Israel Festival opens with boos for minister Regev, cheers for singer Hanoch

Likud’s outspoken new culture minister hails pluralism and multiculturalism; crowd underwhelmed

Amanda Borschel-Dan is The Times of Israel's Jewish World and Archaeology editor.

The Israel Festival opens in Jerusalem on May 28, 2015 (Amanda Borschel-Dan/Times of Israel)
The Israel Festival opens in Jerusalem on May 28, 2015 (Amanda Borschel-Dan/Times of Israel)

Israeli rocker Shalom Hanoch opened the 2015 Israel Festival Thursday night in the open-air Sultan’s Pool theater overlooking the walls of Jerusalem’s Old City.

But the 68-year-old singer made headlines prior to his Thursday performance by objecting to Likud member Miri Regev’s announcement that she would be giving a speech before the singer took the stage, joining Jerusalem Mayor Nir Barkat and longtime Israel Festival head Yossi Tal-Gan. Regev, a colorful right-wing personality, was recently appointed minister of culture and sport, and as such received the festival organizer’s standard invitation.

Prior to the performance, Barkat introduced Regev to a largely booing and whistling crowd.
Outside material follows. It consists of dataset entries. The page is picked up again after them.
Issue #976, opened 2020-12-11
Dead kernel in 3_Interactive.ipynb


jbednar:
As originally reported in https://github.com/holoviz/datashader/pull/939, the notebook getting_started/3_Interactive.ipynb sometimes fails to execute using either current Datashader master or the 0.11.1 release, reporting that the kernel has died.  I have not yet been able to reduce it to a minimal example, but here's at least a cut-down one. First, create `segfault.ipynb`, containing:

```python
import pandas as pd, numpy as np, holoviews as hv
import holoviews.operation.datashader as hd
from holoviews.streams import RangeXY
hv.extension("bokeh", "matplotlib") 

num=100000
np.random.seed(1)

dists = {cat: pd.DataFrame(dict([('x',np.random.normal(x,s,num)), 
                                 ('y',np.random.normal(y,s,num)), 
                                 ('val',val), 
                                 ('cat',cat)]))      
         for x,  y,  s,  val, cat in 
         [(  2,  2, 0.03, 10, "d1"), 
          (  2, -2, 0.10, 20, "d2"), 
          ( -2, -2, 0.50, 30, "d3"), 
          ( -2,  2, 1.00, 40, "d4"), 
          (  0,  0, 3.00, 50, "d5")] }

df = pd.concat(dists,ignore_index=True)
df["cat"]=df["cat"].astype("category")

points = hv.Points(df.sample(10000))

pts = hd.datashade(points, width=400, height=400)

quadmesh =  hv.QuadMesh(hd.aggregate(points, width=10, height=10, dynamic=False)) \
            .opts(tools=['hover'], alpha=0, hover_alpha=0.2)

dynamic = hv.util.Dynamic(hd.aggregate(points, width=10, height=10, streams=[RangeXY]), 
                          operation=hv.QuadMesh) \
          .opts(tools=['hover'], alpha=0, hover_alpha=0.2)

(pts * quadmesh).relabel("Fixed hover") + (pts * dynamic).relabel("Dynamic hover")
```

Second, create `segfault.py`, containing:

```python
from nbconvert.preprocessors import ExecutePreprocessor
import nbformat
import io

for i in range(100):
    print(i)
    nb = io.open('./segfault.ipynb', encoding='utf-8')
    notebook = nbformat.read(nb, as_version=4)
    ep = ExecutePreprocessor(allow_errors=False)
    output = ep.preprocess(notebook, {})
```

[...]

PR #981, opened 2020-12-23
Fix out-of-bounds error on Points aggregation

philippjfr:
- [x] Fix for https://github.com/holoviz/datashader/issues/976

The problem here is floating point comparison issues, in particular on this line:

```python
xi, yi = (xx - 1 if x == xmax else xx,
          yy - 1 if y == ymax else yy)
```

where `y=9.921649019012754` and `ymax=9.921649019012756` this result in an out-of-bounds index (`yi`) being used during the aggregation step:

```python
agg[y, x] += 1
```

This PR isn't a particularly principled fix but simply allows for a 1e15 tolerance. Any other suggestions (without high computational cost welcome), one other option is to check against the actual shape of the array.

### DIFF
--- a/datashader/glyphs/points.py
+++ b/datashader/glyphs/points.py
@@ -163,7 +163,8 @@ class Point(_PointLike):
                 xx = int(x_mapper(x) * sx + tx)
                 yy = int(y_mapper(y) * sy + ty)
 
-                xi, yi = min(xx, xxmax-1), min(yy, yymax-1)
+                xi, yi = (xx-1 if xx == xxmax else xx,
+                          yy-1 if yy == yymax else yy)
                 append(i, xi, yi, *aggs_and_cols)
 
         @ngjit
--- a/datashader/glyphs/points.py
+++ b/datashader/glyphs/points.py
@@ -163,8 +163,8 @@ class Point(_PointLike):
                 xx = int(x_mapper(x) * sx + tx)
                 yy = int(y_mapper(y) * sy + ty)
 
-                xi, yi = (xx-1 if xx == xxmax else xx,
-                          yy-1 if yy == yymax else yy)
+                xi, yi = (xxmax-1 if xx >= xxmax else xx,
+                          yymax-1 if yy >= yymax else yy)
                 append(i, xi, yi, *aggs_and_cols)
 
         @ngjit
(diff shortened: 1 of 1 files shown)


datashader/glyphs/points.py
```diff
@@ -159,9 +159,9 @@ def _perform_extend_points(i, sx, tx, sy, ty, xmin, xmax, ymin, ymax, xs, ys, *a
             if (xmin <= x <= xmax) and (ymin <= y <= ymax):
                 xx = int(x_mapper(x) * sx + tx)
                 yy = int(y_mapper(y) * sy + ty)
-                xi, yi = (xx - 1 if x == xmax else xx,
-                          yy - 1 if y == ymax else yy)
 
+                xi, yi = (xx - 1 if x >= (xmax-1e-15) else xx,
+                          yy - 1 if y >= (ymax-1e-15) else yy)
```
jbednar, line 164: Fundamentally, we aren't meant to get to this location unless x<=xmax and y<=ymax, so can we be more direct about this?  E.g. can we calculate the integer xx and yy values that are out of bounds, and then test against xx and yy rather than x and y with an epsilon?  That seems like a more direct way to enforce that the results are in bounds, with no arbitrary constants.

jbednar: e.g. 

```
xi, yi = (xxmax - 1 if xx >= xxmax else xx,
          yymax - 1 if yy >= yymax else yy)
```

Seems like this will work as long as we can calculate xxmax and yymax.

jbednar: e.g. 

```
xi, yi = (xxmax - 1 if xx >= xxmax else xx,
          yymax - 1 if yy >= yymax else yy)
```

Seems like this will work as long as we can calculate xxmax and yymax.

philippjfr: Definitely slower which is why I didn't suggest it. We could compute that once and pass it in as arguments, just seems awkward all around. Alternatively we could check the shape of the first aggregate array in aggs_and_cols, but that would probably break with the argument expansion ast manipulation code.

jbednar: It does seem awkward, but an epsilon doesn't seem like a viable alternative unless it were a quantity expressed in terms of the fundamental floating-point precision, and not just an arbitrary number that will affect data ranges of different magnitudes differently.

philippjfr: 1e-15 is one order of magnitude larger than sys.float_info.epsilon. That said I'm not actually arguing this should be merged. I think we will just have to pass in the array bounds.

jbednar: Passing in the array bounds is ugly but I don't see any viable alternative either.

philippjfr: Done now.

jbednar (approved):
That wasn't so bad! :-) Thanks.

Reading from a prepared speech, Regev called the festival a “Zionist” enterprise and said there is no better place than the eternal capital of the Jewish people, Jerusalem, to hold the festival in that the city essentially reflects pluralism and multiculturalism.

“I love Shalom Hanoch,” and all the artists involved in the festival, said Regev, who continued that there is place for everyone here — Jews, Arabs, Christians — and that she is the minister of culture for all.

After a smattering of applause for Regev, Hanoch began the show with his classic hit, “Adon btoch etsmo hu gar” or “A man lives within himself.”

As his band slowly joined Hanoch on stage, the audience took on the role of backup singers and the show was underway.

For the past 54 years, the Israel Festival has been the country’s premier cultural event and annually draws world renown artists from all disciplines.

The choice of Hanoch is on par: The musician is considered by many to be the “father of Israeli rock” and famously collaborated with recently deceased beloved singer Arik Einstein on a vast corpus of hits from the late 1960s. In the 1970s, Hanoch and Ariel Zilber were founding members of the milestone rock band Tamouz, which heavily influenced the Israeli music scene.

More recently, in a 2010 concert tour called “Four Stations,” Hanoch’s 50-plus year career was revisited while he hosted popular musicians such as Keren Peles, Dana Berger, Berry Sakharof and Aviv Gefen.

Performing from a new album alongside Hanoch at the Israel Festival opening in the Herodian period summer concert venue were special guests Yehuda Poliker, Dani Sanderson, and Sakharof.